Start your day with a gratitude mindset. A simple “I am grateful for another day” could be what you need to carry you throughout your day – plus grateful people sleep better. Yup, a 2011 study published in Applied Psychology: Health and Well-Being showed individuals who wrote in a gratitude journal had a better quality of sleep.
How’s about you try a gratitude practice?
What is a gratitude practice?
It’s about training yourself to recognise the good in your life to then then give thanks. Being grateful is a simple method to boost your outlook on life itself and it’s proven to have a wide array of improvements in mental health and well-being.
“The nice thing about gratitude is that it’s incredibly low-effort, and the barrier to entry is nonexistent. There’s no special technique to learn and no serious time investment.”
– Self.com
Minimal yet effective ways to incorporate a gratitude practice into your life
Even when we’re faced with difficult moments and life’s troubles, it’s great to know that you have a positive emotion like gratitude to lean on that can sustain you. Try these simple practices and see how you feel:
Gratitude affirmations
Repeating positive affirmations is a way to help you challenge and overcome negative thoughts. Create a list of gratitude affirmations that you’d repeat to yourself every morning and every night.
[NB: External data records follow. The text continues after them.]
PR #2122, opened 2019-11-30
Add GitHub action to automatically update docs version

rnorth:


.github/workflows/update-docs-version.yml
```diff
@@ -0,0 +1,30 @@
...
+        types: [published]
+
+jobs:
+    build:
+        runs-on: ubuntu-18.04
+        steps:
+            -   uses: actions/checkout@v1
+            -   uses: webfactory/ssh-agent@ea39f521c5e59e2e0a73686497d303bb2b499e03
+                                            # ^ v0.1.1
+                    with:
```
bsideup: wrong indentation :D

.github/workflows/update-docs-version.yml
```diff
@@ -0,0 +1,30 @@
...
+on:
+    release:
+        types: [published]
+
+jobs:
+    build:
+        runs-on: ubuntu-18.04
+        steps:
+            -   uses: actions/checkout@v1
+            -   uses: webfactory/ssh-agent@ea39f521c5e59e2e0a73686497d303bb2b499e03
```
bsideup: WDYT about using https://github.com/ad-m/github-push-action or similar action?

.github/workflows/update-docs-version.yml
rnorth: FFS YAML

.github/workflows/update-docs-version.yml
rnorth: This action, and others like it, all seem to use access tokens. AFAICT there is no way for us to create an access token that belongs to an organisation or repo; it's always a personal access token associated with an individual user.

I'd prefer not to use a personal access token for an automation, and deploy keys (SSH based) seem like the only way to create a credential that is effectively owned by the repository (I have discarded the private key after setting it as a secret for the repo).

bsideup: the default access token that GHA assigns to every build automatically as a secret allows us to push to the same repo AFAIK

rnorth: I thought that disallowed pushes... will check.

rnorth: Actually, looks like I might have been wrong. Will give it a try.

.github/workflows/update-docs-version.yml
```diff
@@ -0,0 +1,30 @@
...
+        runs-on: ubuntu-18.04
+        steps:
+            -   uses: actions/checkout@v1
+            -   name: Update latest_version property in mkdocs.yml
+                run: |
+                    sed -i "s/latest_version: .*/latest_version: ${GITHUB_REF##*/}/g" mkdocs.yml
+            -   name: Commit changes
+                env:
+                    COMMIT_MSG: |
+                        Update documentation version to ${GITHUB_REF##*/}
```
bsideup: note that `${GITHUB_REF##*/}` is bash's syntax, not GHA, and the commit message will not have a version in it, but the placeholder

.github/workflows/update-docs-version.yml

Gratitude affirmations may sound like this:
Thank you for this new day
I am grateful for another chance to breathe
I am grateful for who I am and what I have
Thankfulness and sincere gratitude is a part of who I am
Get in the habit of saying “thank you” to others
This brings forward the social connectedness of being grateful. Start saying thank you more often to a best friend, spouse, or family member. Self.com suggests the below pointers to make your “thank you” impactful.
- Describe what the person did
- Acknowledge the effort that the person put in, including if they sacrificed or forewent something
- Describe how it benefited you
When we do this the next person feels more validated and in return that sense of bond makes us feel good.
Keep a gratitude journal
This is a good way to track how grateful you’ve been and it’s a reflective time with yourself to look at the good that’s been happening in your life. Write down five things that you’re grateful for that happened that day. You can do it a couple of days of the week and especially when you need a reminder that you’ll be okay.